Com um primeiro gesto de reverência e respeito em direção à fera, baixando ligeiramente a sua fronte, em voz alta pedia licença ao bicho para mais se aproximar dele e caminhar em território de seu domínio e habitação.
Após um instante, como tendo recebido a autorização pedida através de um mágico diálogo, num silêncio que ninguém via ser quebrado, ele ia até bem próximo da fera e os dois se fitavam por um breve tempo, como duas almas conhecidas de longa data que, reencontrando-se, conversavam, amistosamente.
E o inusitado sempre se dava. A cobra saia da posição de preparo para o bote, e, depois de mais um ligeiro olhar, quase como um “até breve, meu amigo”, serpenteava em retirada, calmamente, enquanto o Pacificador fazia o gesto de também baixar a sua fronte. Os tigres? Dizem as tradições que, após o diálogo, todos viam, surpresos, que ele se despedia, baixando a cabeça e as duas patas dianteiras em direção ao Pacificador, e este, por sua vez, baixava a fronte, em sinal de gratidão e respeito permanente.

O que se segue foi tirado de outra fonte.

PR #2210, opened 2023-08-08
Adding nullable to logging project

FuPingFranco:
Adding Nullable to Logging project

### DIFF
--- a/src/Microsoft.IdentityModel.Logging/IdentityModelEventSource.cs
+++ b/src/Microsoft.IdentityModel.Logging/IdentityModelEventSource.cs
@@ -93,7 +93,7 @@ namespace Microsoft.IdentityModel.Logging
         /// <param name="message">The log message.</param>
         /// <param name="args">An object array that contains zero or more objects to format.</param>
         [NonEvent]
-        public void WriteAlways(string message, params object[] args)
+        public void WriteAlways(string message, params object[]? args)
         {
             if (IsEnabled())
             {
@@ -124,7 +124,7 @@ namespace Microsoft.IdentityModel.Logging
         /// <param name="message">The log message.</param>
         /// <param name="args">An object array that contains zero or more objects to format.</param>
         [NonEvent]
-        public void WriteVerbose(string message, params object[] args)
+        public void WriteVerbose(string message, params object[]? args)
         {
             if (IsEnabled() && LogLevel >= EventLevel.Verbose)
             {
@@ -155,7 +155,7 @@ namespace Microsoft.IdentityModel.Logging
         /// <param name="message">The log message.</param>
         /// <param name="args">An object array that contains zero or more objects to format.</param>
         [NonEvent]
-        public void WriteInformation(string message, params object[] args)
+        public void WriteInformation(string message, params object[]? args)
         {
             if (IsEnabled() && LogLevel >= EventLevel.Informational)
             {
@@ -186,7 +186,7 @@ namespace Microsoft.IdentityModel.Logging
         /// <param name="message">The log message.</param>
         /// <param name="args">An object array that contains zero or more objects to format.</param>
         [NonEvent]
-        public void WriteWarning(string message, params object[] args)
+        public void WriteWarning(string message, params object[]? args)
         {
             if (args != null)
                 WriteWarning(FormatInvariant(message, args));
@@ -214,7 +214,7 @@ namespace Microsoft.IdentityModel.Logging
         /// <param name="message">The log message.</param>
         /// <param name="args">An object array that contains zero or more objects to format.</param>
         [NonEvent]
-        public void WriteError(string message, params object[] args)
+        public void WriteError(string message, params object[]? args)
         {
             if (IsEnabled() && LogLevel >= EventLevel.Error)
             {
@@ -245,7 +245,7 @@ namespace Microsoft.IdentityModel.Logging
         /// <param name="message">The log message.</param>
         /// <param name="args">An object array that contains zero or more objects to format.</param>
         [NonEvent]
-        public void WriteCritical(string message, params object[] args)
+        public void WriteCritical(string message, params object[]? args)
         {
             if (IsEnabled() && LogLevel >= EventLevel.Critical)
             {
@@ -263,9 +263,9 @@ namespace Microsoft.IdentityModel.Logging
         /// <param name="innerException"><see cref="Exception"/></param>
         /// <param name="message">The log message.</param>
         [NonEvent]
-        public void Write(EventLevel level, Exception innerException, string message)
+        public void Write(EventLevel level, Exception? innerException, string message)
         {
-            Write(level, innerException, message, null!);
+            Write(level, innerException, message, null);
         }
 
         /// <summary>
@@ -276,7 +276,7 @@ namespace Microsoft.IdentityModel.Logging
         /// <param name="message">The log message.</param>
         /// <param name="args">An object array that contains zero or more objects to format.</param>
         [NonEvent]
-        public void Write(EventLevel level, Exception innerException, string message, params object[] args)
+        public void Write(EventLevel level, Exception? innerException, string message, params object[]? args)
         {
             if (innerException != null)
             {
--- a/src/Microsoft.IdentityModel.Logging/IdentityModelEventSource.cs
+++ b/src/Microsoft.IdentityModel.Logging/IdentityModelEventSource.cs
@@ -265,7 +265,7 @@ namespace Microsoft.IdentityModel.Logging
         [NonEvent]
         public void Write(EventLevel level, Exception innerException, string message)
         {
-            Write(level, innerException, message, null);
+            Write(level, innerException, message, null!);
         }
 
         /// <summary>
@@ -291,7 +291,7 @@ namespace Microsoft.IdentityModel.Logging
             if (!HeaderWritten)
             {
                 // Obtain the current library version dynamically.
-                WriteAlways(string.Format(CultureInfo.InvariantCulture, _versionLogMessage, typeof(IdentityModelEventSource).GetTypeInfo().Assembly.GetName().Version.ToString()));
+                WriteAlways(string.Format(CultureInfo.InvariantCulture, _versionLogMessage, typeof(IdentityModelEventSource).GetTypeInfo().Assembly!.GetName().Version!.ToString()));
                 WriteAlways(string.Format(CultureInfo.InvariantCulture, _dateLogMessage, DateTime.UtcNow));
                 if (ShowPII) 
                     WriteAlways(_piiOnLogMessage);
--- a/src/Microsoft.IdentityModel.Logging/IdentityModelEventSource.cs
+++ b/src/Microsoft.IdentityModel.Logging/IdentityModelEventSource.cs
@@ -291,7 +291,7 @@ namespace Microsoft.IdentityModel.Logging
             if (!HeaderWritten)
             {
                 // Obtain the current library version dynamically.
-                WriteAlways(string.Format(CultureInfo.InvariantCulture, _versionLogMessage, typeof(IdentityModelEventSource).GetTypeInfo().Assembly!.GetName().Version!.ToString()));
+                WriteAlways(string.Format(CultureInfo.InvariantCulture, _versionLogMessage, typeof(IdentityModelEventSource).GetTypeInfo().Assembly.GetName().Version?.ToString()));
                 WriteAlways(string.Format(CultureInfo.InvariantCulture, _dateLogMessage, DateTime.UtcNow));
                 if (ShowPII) 
                     WriteAlways(_piiOnLogMessage);
--- a/src/Microsoft.IdentityModel.Logging/IdentityModelTelemetryUtil.cs
+++ b/src/Microsoft.IdentityModel.Logging/IdentityModelTelemetryUtil.cs
@@ -44,7 +44,7 @@ namespace Microsoft.IdentityModel.Logging
         /// <summary>
         /// Get the string that represents the client version.
         /// </summary>
-        public static string ClientVer => typeof(IdentityModelTelemetryUtil).GetTypeInfo().Assembly!.GetName().Version!.ToString();
+        public static string ClientVer => typeof(IdentityModelTelemetryUtil).GetTypeInfo().Assembly.GetName().Version?.ToString() ?? "Version Unavailable";
 
         /// <summary>
         /// Adds a key and its value to the collection of telemetry data.
--- a/src/Microsoft.IdentityModel.Logging/IdentityModelTelemetryUtil.cs
+++ b/src/Microsoft.IdentityModel.Logging/IdentityModelTelemetryUtil.cs
@@ -44,7 +44,7 @@ namespace Microsoft.IdentityModel.Logging
         /// <summary>
         /// Get the string that represents the client version.
         /// </summary>
-        public static string ClientVer => typeof(IdentityModelTelemetryUtil).GetTypeInfo().Assembly.GetName().Version.ToString();
+        public static string ClientVer => typeof(IdentityModelTelemetryUtil).GetTypeInfo().Assembly!.GetName().Version!.ToString();
 
         /// <summary>
         /// Adds a key and its value to the collection of telemetry data.
--- a/src/Microsoft.IdentityModel.Logging/IdentityModelTelemetryUtil.cs
+++ b/src/Microsoft.IdentityModel.Logging/IdentityModelTelemetryUtil.cs
@@ -20,7 +20,7 @@ namespace Microsoft.IdentityModel.Logging
         internal static readonly ConcurrentDictionary<string, string> telemetryData = new ConcurrentDictionary<string, string>()
         {
             [skuTelemetry] = ClientSku,
-            [versionTelemetry] = ClientVer
+            [versionTelemetry] = ClientVer ?? String.Empty
         };
 
         /// <summary>
@@ -44,7 +44,7 @@ namespace Microsoft.IdentityModel.Logging
         /// <summary>
         /// Get the string that represents the client version.
         /// </summary>
-        public static string ClientVer => typeof(IdentityModelTelemetryUtil).GetTypeInfo().Assembly.GetName().Version?.ToString() ?? "Version Unavailable";
+        public static string? ClientVer => typeof(IdentityModelTelemetryUtil).GetTypeInfo().Assembly.GetName().Version?.ToString();
 
         /// <summary>
         /// Adds a key and its value to the collection of telemetry data.
--- a/src/Microsoft.IdentityModel.Logging/LogHelper.cs
+++ b/src/Microsoft.IdentityModel.Logging/LogHelper.cs
@@ -262,7 +262,7 @@ namespace Microsoft.IdentityModel.Logging
         public static Exception LogExceptionMessage(EventLevel eventLevel, Exception exception)
         {
             if (exception == null)
-                throw new ArgumentNullException(nameof(exception));
+                throw new ArgumentNullException(nameof(exception), "null exception was passed to logger");
 
             if (IdentityModelEventSource.Logger.IsEnabled(eventLevel, EventKeywords.All))
                 IdentityModelEventSource.Logger.Write(eventLevel, exception.InnerException, exception.Message);
@@ -356,7 +356,7 @@ namespace Microsoft.IdentityModel.Logging
             }
 
             if(value is null)
-                throw new ArgumentException(nameof(value));
+                throw new ArgumentException("Newly created Exception is null");
 
             return value;
         }
@@ -449,7 +449,7 @@ namespace Microsoft.IdentityModel.Logging
         private static LogEntry WriteEntry(EventLogLevel eventLogLevel, Exception? innerException, string message, params object[]? args)
         {
             if (string.IsNullOrEmpty(message))
-                throw new ArgumentNullException(nameof(message));
+                throw new ArgumentNullException(nameof(message), "null message was passed to new entry");
 
             if (innerException != null)
             {
--- a/src/Microsoft.IdentityModel.Logging/LogHelper.cs
+++ b/src/Microsoft.IdentityModel.Logging/LogHelper.cs
@@ -265,7 +265,7 @@ namespace Microsoft.IdentityModel.Logging
                 return null!;
 
             if (IdentityModelEventSource.Logger.IsEnabled(eventLevel, EventKeywords.All))
-                IdentityModelEventSource.Logger.Write(eventLevel, exception.InnerException!, exception.Message);
+                IdentityModelEventSource.Logger.Write(eventLevel, exception.InnerException, exception.Message);
 
             EventLogLevel eventLogLevel = EventLevelToEventLogLevel(eventLevel);
             if (Logger.IsEnabled(eventLogLevel))
@@ -333,7 +333,7 @@ namespace Microsoft.IdentityModel.Logging
                 message = format;
 
             if (IdentityModelEventSource.Logger.IsEnabled(eventLevel, EventKeywords.All))
-                IdentityModelEventSource.Logger.Write(eventLevel, innerException!, message);
+                IdentityModelEventSource.Logger.Write(eventLevel, innerException, message);
 
             EventLogLevel eventLogLevel = EventLevelToEventLogLevel(eventLevel);
             if (Logger.IsEnabled(eventLogLevel))
@@ -458,7 +458,7 @@ namespace Microsoft.IdentityModel.Logging
             // Prefix header (library version, DateTime, whether PII is ON/OFF) to the first message logged by Wilson.
             if (!_isHeaderWritten)
             {
-                string headerMessage = string.Format(CultureInfo.InvariantCulture!, "Microsoft.IdentityModel Version: {0}. Date {1}. {2}",
+                string headerMessage = string.Format(CultureInfo.InvariantCulture, "Microsoft.IdentityModel Version: {0}. Date {1}. {2}",
                     typeof(IdentityModelEventSource).Assembly!.GetName().Version!.ToString(),
                     DateTime.UtcNow,
                     IdentityModelEventSource.ShowPII ? _piiOnLogMessage : _piiOffLogMessage);
--- a/src/Microsoft.IdentityModel.Logging/LogHelper.cs
+++ b/src/Microsoft.IdentityModel.Logging/LogHelper.cs
@@ -459,7 +459,7 @@ namespace Microsoft.IdentityModel.Logging
             if (!_isHeaderWritten)
             {
                 string headerMessage = string.Format(CultureInfo.InvariantCulture, "Microsoft.IdentityModel Version: {0}. Date {1}. {2}",
-                    typeof(IdentityModelEventSource).Assembly!.GetName().Version!.ToString(),
+                    typeof(IdentityModelEventSource).Assembly.GetName().Version?.ToString(),
                     DateTime.UtcNow,
                     IdentityModelEventSource.ShowPII ? _piiOnLogMessage : _piiOffLogMessage);
 
--- a/src/Microsoft.IdentityModel.Logging/LogHelper.cs
+++ b/src/Microsoft.IdentityModel.Logging/LogHelper.cs
@@ -227,7 +227,7 @@ namespace Microsoft.IdentityModel.Logging
         /// <param name="innerException">the inner <see cref="Exception"/> to be added to the outer exception.</param>
         /// <param name="format">Format string of the log message.</param>
         /// <param name="args">An object array that contains zero or more objects to format.</param>
-        public static T LogException<[DynamicallyAccessedMembers(DynamicallyAccessedMemberTypes.PublicConstructors)] T>(EventLevel eventLevel, Exception innerException, string format, params object[] args) where T : Exception
+        public static T LogException<[DynamicallyAccessedMembers(DynamicallyAccessedMemberTypes.PublicConstructors)] T>(EventLevel eventLevel, Exception? innerException, string format, params object[]? args) where T : Exception
         {
             return LogExceptionImpl<T>(eventLevel, null, innerException, format, args);
         }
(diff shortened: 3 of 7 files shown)


src/Microsoft.IdentityModel.Logging/IdentityModelEventSource.cs
```diff
@@ -265,7 +265,7 @@ public void WriteCritical(string message, params object[] args)
         [NonEvent]
         public void Write(EventLevel level, Exception innerException, string message)
         {
-            Write(level, innerException, message, null);
+            Write(level, innerException, message, null!);
```
keegan-caruso: `null!` hints that something isn't right here.

Why did we end up with this solution?

src/Microsoft.IdentityModel.Logging/IdentityModelEventSource.cs
```diff
@@ -291,7 +291,7 @@ public void Write(EventLevel level, Exception innerException, string message, pa
             if (!HeaderWritten)
             {
                 // Obtain the current library version dynamically.
-                WriteAlways(string.Format(CultureInfo.InvariantCulture, _versionLogMessage, typeof(IdentityModelEventSource).GetTypeInfo().Assembly.GetName().Version.ToString()));
+                WriteAlways(string.Format(CultureInfo.InvariantCulture, _versionLogMessage, typeof(IdentityModelEventSource).GetTypeInfo().Assembly!.GetName().Version!.ToString()));
```
keegan-caruso: I don't understand, why is Assembly! and Version! required here?

src/Microsoft.IdentityModel.Logging/IdentityModelTelemetryUtil.cs
```diff
@@ -44,7 +44,7 @@ public static class IdentityModelTelemetryUtil
         /// <summary>
         /// Get the string that represents the client version.
         /// </summary>
-        public static string ClientVer => typeof(IdentityModelTelemetryUtil).GetTypeInfo().Assembly.GetName().Version.ToString();
+        public static string ClientVer => typeof(IdentityModelTelemetryUtil).GetTypeInfo().Assembly!.GetName().Version!.ToString();
```
keegan-caruso: same comment, why is this required?

src/Microsoft.IdentityModel.Logging/LogHelper.cs
```diff
@@ -262,10 +262,10 @@ public static Exception LogExceptionMessage(Exception exception)
         public static Exception LogExceptionMessage(EventLevel eventLevel, Exception exception)
         {
             if (exception == null)
-                return null;
+                return null!;
```
keegan-caruso: this doesn't seem right, why not change the return type to `Exception?`

src/Microsoft.IdentityModel.Logging/LogHelper.cs
```diff
@@ -262,10 +262,10 @@ public static Exception LogExceptionMessage(Exception exception)
...
 
             if (IdentityModelEventSource.Logger.IsEnabled(eventLevel, EventKeywords.All))
-                IdentityModelEventSource.Logger.Write(eventLevel, exception.InnerException, exception.Message);
+                IdentityModelEventSource.Logger.Write(eventLevel, exception.InnerException!, exception.Message);
```
keegan-caruso: how do we know innerexception is not null here?

src/Microsoft.IdentityModel.Logging/LogHelper.cs
```diff
@@ -333,22 +333,22 @@ public static void LogWarning(string message, params object[] args)
                 message = format;
 
             if (IdentityModelEventSource.Logger.IsEnabled(eventLevel, EventKeywords.All))
-                IdentityModelEventSource.Logger.Write(eventLevel, innerException, message);
+                IdentityModelEventSource.Logger.Write(eventLevel, innerException!, message);
```
keegan-caruso: same question, how do we know innerException is not null?

src/Microsoft.IdentityModel.Logging/LogHelper.cs
```diff
@@ -333,22 +333,22 @@ public static void LogWarning(string message, params object[] args)
...
 
             EventLogLevel eventLogLevel = EventLevelToEventLogLevel(eventLevel);
             if (Logger.IsEnabled(eventLogLevel))
                 Logger.Log(WriteEntry(eventLogLevel, innerException, message, null));
 
             if (innerException != null) 
                 if (string.IsNullOrEmpty(argumentName))
-                    return (T)Activator.CreateInstance(typeof(T), message, innerException);
+                    return (T)Activator.CreateInstance(typeof(T), message, innerException)!;
```
keegan-caruso: for all of these, Activator can return null though, why are we suppressing that here?

src/Microsoft.IdentityModel.Logging/LogHelper.cs
```diff
@@ -383,12 +383,12 @@ private static object SanitizeSecurityArtifact(object arg)
...
 
             if (IdentityModelEventSource.LogCompleteSecurityArtifact && arg is ISafeLogSecurityArtifact)
-                return (arg as ISafeLogSecurityArtifact).UnsafeToString();
+                return ((ISafeLogSecurityArtifact)arg).UnsafeToString();
 
             return arg;
         }
 
-        private static string RemovePII(object arg)
+        private static string? RemovePII(object arg)
```
keegan-caruso: this doesn't look like it can return null?

src/Microsoft.IdentityModel.Logging/LogHelper.cs
```diff
@@ -401,7 +401,7 @@ private static string RemovePII(object arg)
 
         internal static bool IsCustomException(Exception ex)
         {
-            return ex.GetType().FullName.StartsWith("Microsoft.IdentityModel.", StringComparison.Ordinal);
+            return ex.GetType().FullName!.StartsWith("Microsoft.IdentityModel.", StringComparison.Ordinal);
```
keegan-caruso, line 414: why is this needed?

src/Microsoft.IdentityModel.Logging/LogHelper.cs
```diff
@@ -436,10 +436,10 @@ public static object MarkAsSecurityArtifact(object arg, Func<object, string> cal
         /// <param name="innerException"><see cref="Exception"/></param>
         /// <param name="message">The log message.</param>
         /// <param name="args">An object array that contains zero or more objects to format.</param>
-        private static LogEntry WriteEntry(EventLogLevel eventLogLevel, Exception innerException, string message, params object[] args)
+        private static LogEntry WriteEntry(EventLogLevel eventLogLevel, Exception? innerException, string message, params object[]? args)
         {
             if (string.IsNullOrEmpty(message))
-                return null;
+                return null!;
```
keegan-caruso: I don't understand

src/Microsoft.IdentityModel.Logging/LogHelper.cs
```diff
@@ -458,8 +458,8 @@ private static LogEntry WriteEntry(EventLogLevel eventLogLevel, Exception innerE
             // Prefix header (library version, DateTime, whether PII is ON/OFF) to the first message logged by Wilson.
             if (!_isHeaderWritten)
             {
-                string headerMessage = string.Format(CultureInfo.InvariantCulture, "Microsoft.IdentityModel Version: {0}. Date {1}. {2}",
-                    typeof(IdentityModelEventSource).Assembly.GetName().Version.ToString(),
+                string headerMessage = string.Format(CultureInfo.InvariantCulture!, "Microsoft.IdentityModel Version: {0}. Date {1}. {2}",
```
keegan-caruso: why is this needed?

src/Microsoft.IdentityModel.Logging/LogHelper.cs
```diff
@@ -458,8 +458,8 @@ private static LogEntry WriteEntry(EventLogLevel eventLogLevel, Exception innerE
...
+                    typeof(IdentityModelEventSource).Assembly!.GetName().Version!.ToString(),
```
keegan-caruso: why are these needed?

src/Microsoft.IdentityModel.Logging/TextWriterEventListener.cs
```diff
@@ -91,7 +91,7 @@ protected override void OnEventWritten(EventWrittenEventArgs eventData)
 
             for (int i = 0; i < eventData.Payload.Count; i++)
             {
-                _streamWriter.WriteLine(eventData.Payload[i].ToString());
+                _streamWriter.WriteLine(eventData.Payload[i]!.ToString());
```
keegan-caruso, line 96: is this safe?

src/Microsoft.IdentityModel.Logging/LogHelper.cs
jmprieur: the change is rather in Logger.Write to accept null

src/Microsoft.IdentityModel.Logging/IdentityModelEventSource.cs
jennyf19: I'd think that you would need:
`public void Write(EventLevel level, Exception innerException, string message, params object[]? args)` 
and then 
`public void WriteAlways(string message, params object[]? args)`

which already has a null check for null `args`

src/Microsoft.IdentityModel.Logging/IdentityModelEventSource.cs
jennyf19: I'm not sure `!` is needed for either. Do you get warnings without?

src/Microsoft.IdentityModel.Logging/LogHelper.cs
jennyf19: You need to return null here, so adding `null!` is not correct because we are returning null. Only add `!` when you know for sure the value will never be null.

Instead, note that the return type can be null instead:
`public static Exception? LogExceptionMessage(EventLevel eventLevel, Exception exception)`

and bubble it up:
`public static Exception? LogExceptionMessage(Exception exception)`

src/Microsoft.IdentityModel.Logging/LogHelper.cs
jennyf19: +1, also, I don't think this is needed.

src/Microsoft.IdentityModel.Logging/LogHelper.cs
jennyf19: I don't think so. The args can be null, but I don't think we'll get any nullable warnings with the code as-is.

src/Microsoft.IdentityModel.Logging/LogHelper.cs
jennyf19: I don't think `!` is needed on any of them.

src/Microsoft.IdentityModel.Logging/LogHelper.cs
jennyf19: Correct...why was this added as a possible null return?

src/Microsoft.IdentityModel.Logging/LogHelper.cs
jennyf19: The issue, I think, is this will return null, so adding a null return type `LogEntry?` means things like this 
```csharp
if (Logger.IsEnabled(eventLogLevel))
                Logger.Log(WriteEntry(eventLogLevel, exception.InnerException, exception.Message, null));
``` 
could have null references.

I'm wondering why we return null here anyway if message is empty? We could remove the null check on the message, looks like the only place where it's not passed is here, and we can check for null before:
`Logger.Log(WriteEntry(eventLogLevel, exception.InnerException, exception.Message ?? string.Empty, null));` and pass in an empty string instead. 

Not sure the right thing to do here, but it's a bit tricky.

src/Microsoft.IdentityModel.Logging/LogHelper.cs
jennyf19: +1 should not be needed

src/Microsoft.IdentityModel.Logging/TextWriterEventListener.cs
jennyf19: why do you think this is needed @FuPingFranco ? Are you getting a warning in the IDE?

jennyf19 (changes requested):
left a lot of questions and some suggestions. The nullables do not look to be added in the correct places.

src/Microsoft.IdentityModel.Logging/TextWriterEventListener.cs
FuPingFranco: @keegan-caruso I believe it is safe, null checks for  eventData and Payload are checked on lines 83 and 86 respectively.
@jennyf19  Yes, I get warnings for error code CS8602-Dereference of a possibly null reference. (happens when we set nullables but it doesn't know we already performed null checks previous to using it this way)

src/Microsoft.IdentityModel.Logging/LogHelper.cs
FuPingFranco: IDE throws error code CS8602-Dereference of a possibly null reference. Version is not nullable in System.Reflection so it causes noise

src/Microsoft.IdentityModel.Logging/LogHelper.cs
FuPingFranco: It was throwing an error before but seems to not be the case anymore. Will remove thanks!

src/Microsoft.IdentityModel.Logging/LogHelper.cs
FuPingFranco: IDE throws error code CS8602-Dereference of a possibly null reference. FullName is not nullable in System so it causes noise

src/Microsoft.IdentityModel.Logging/LogHelper.cs
FuPingFranco: It used in line 375 as a return value

 if (!IdentityModelEventSource.ShowPII)
                return string.Format(CultureInfo.InvariantCulture, format, args.Select(RemovePII).ToArray()); 

IDE throws error code CS8603-Possible null reference return

src/Microsoft.IdentityModel.Logging/LogHelper.cs
FuPingFranco: @keegan-caruso Yes Activator can return null because it's been handled, but IDE throws error code CS8603-Possible null reference return.

src/Microsoft.IdentityModel.Logging/LogHelper.cs
FuPingFranco: @jmprieur  Is correct, I took off the warning during development to deal with another error and forgot to take it off to add the nullable arg to the logger.Write

src/Microsoft.IdentityModel.Logging/LogHelper.cs
FuPingFranco: Same as the next comment

src/Microsoft.IdentityModel.Logging/IdentityModelEventSource.cs
FuPingFranco: @jennyf19  Yeap, without it, IDE throws error code CS8602-Dereference of a possibly null reference. Version is not nullable in System.Reflection so it causes noise

src/Microsoft.IdentityModel.Logging/IdentityModelTelemetryUtil.cs
FuPingFranco: IDE throws error code CS8602-Dereference of a possibly null reference. Version is not nullable in System.Reflection so it causes noise

src/Microsoft.IdentityModel.Logging/IdentityModelEventSource.cs
FuPingFranco: Great catch, I muted off this error because I started working on a different as it was very repetitive from lines 306-328. I'll update this.

src/Microsoft.IdentityModel.Logging/LogHelper.cs
FuPingFranco: I agree with returning Exception? but it leads to error code (CS8597- Thrown value may be null )
in all instances where we have something like "throw LogExceptionMessage(new WsFederationException(LogMessages.IDX22902)"

src/Microsoft.IdentityModel.Logging/LogHelper.cs
FuPingFranco: @jennyf19 that is a solution however, an empty string and a Null string are not equal so, I opted to keep the current flow by using !, not the best solution or a solution at all but, given the deadline I opted for keeping the current flow untouched.

src/Microsoft.IdentityModel.Logging/IdentityModelEventSource.cs
jennyf19: Can you resolve the comments which are fixed? thank you

src/Microsoft.IdentityModel.Logging/IdentityModelEventSource.cs
jennyf19: I had Build on, not Build + IntelliSense, so I didn't see this one. You can actually do `GetTypeInfo().Assembly.GetName().Version?.ToString()));` instead

src/Microsoft.IdentityModel.Logging/IdentityModelTelemetryUtil.cs
jennyf19: should be `GetTypeInfo().Assembly.GetName().Version?.ToString();` instead

src/Microsoft.IdentityModel.Logging/LogHelper.cs
jennyf19: should be `return (T?)Activator.CreateInstance(typeof(T), message);`

src/Microsoft.IdentityModel.Logging/LogHelper.cs
jennyf19: should be `return arg.ToString()!; // the null check is done in FormatInvariant`

src/Microsoft.IdentityModel.Logging/TextWriterEventListener.cs
jennyf19: should be `_streamWriter.WriteLine(eventData!.Payload[i]?.ToString());`

jennyf19:
> left a lot of questions and some suggestions. The nullables do not look to be added in the correct places.

@FuPingFranco I think addressed most of the comments in this [PR](https://github.com/AzureAD/azure-activedirectory-identitymodel-extensions-for-dotnet/pull/2215), so please take a look, merge when you want and resolve comments which are addressed. thanks!

src/Microsoft.IdentityModel.Logging/LogHelper.cs
FuPingFranco: Made arg nullable

src/Microsoft.IdentityModel.Logging/LogHelper.cs
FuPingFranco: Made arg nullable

E a caravana prosseguia em segurança, sob a orientação do consagrado guia.
Nesse tempo as feras falavam.
E, de quanto em quando, elas se reuniam em clareiras, protegidas pelas árvores, as mais velhas ensinando as mais jovens sobre a vida e os segredos da sobrevivência. E, diante da repetida curiosidade dos mais jovens quanto aos encantos do Pacificador das Feras, também muito conhecido entre elas, as feras-anciãs resumiam a relação como se dando de coração a coração, de uma fala entre iguais, pois o Pacificador não as via como feras, apenas como irmãos, que se encontravam aqui e acolá, em dado momento. O mesmo acontecia por parte dos animais, que viam e sentiam nele a energia da identidade, vibrante de respeito e sinceridade. Continuando a lição, as feras-anciãs revelavam que ele sempre chegava anunciando ali estar em nome da paz, e se despedia desejando que a paz sempre ficasse entre nós, ele levando da paz, somente a parte que a ele competia guardar, zelar e distribuir ao longo do caminho que seguiria …
E diz a lenda, que quando o Pacificador se aproximava de alguma fera, dele partia em direção a ela, jatos de luz multicolorida, cujos raios eram recamados de brilhantes pontos que faiscavam sob a luz do Sol ou mesmo da Lua, como que purpurina soprada por suave brisa. E essa luz era rapidamente absorvida pelo bicho, que se fazia dócil e receptivo, pois simples já era.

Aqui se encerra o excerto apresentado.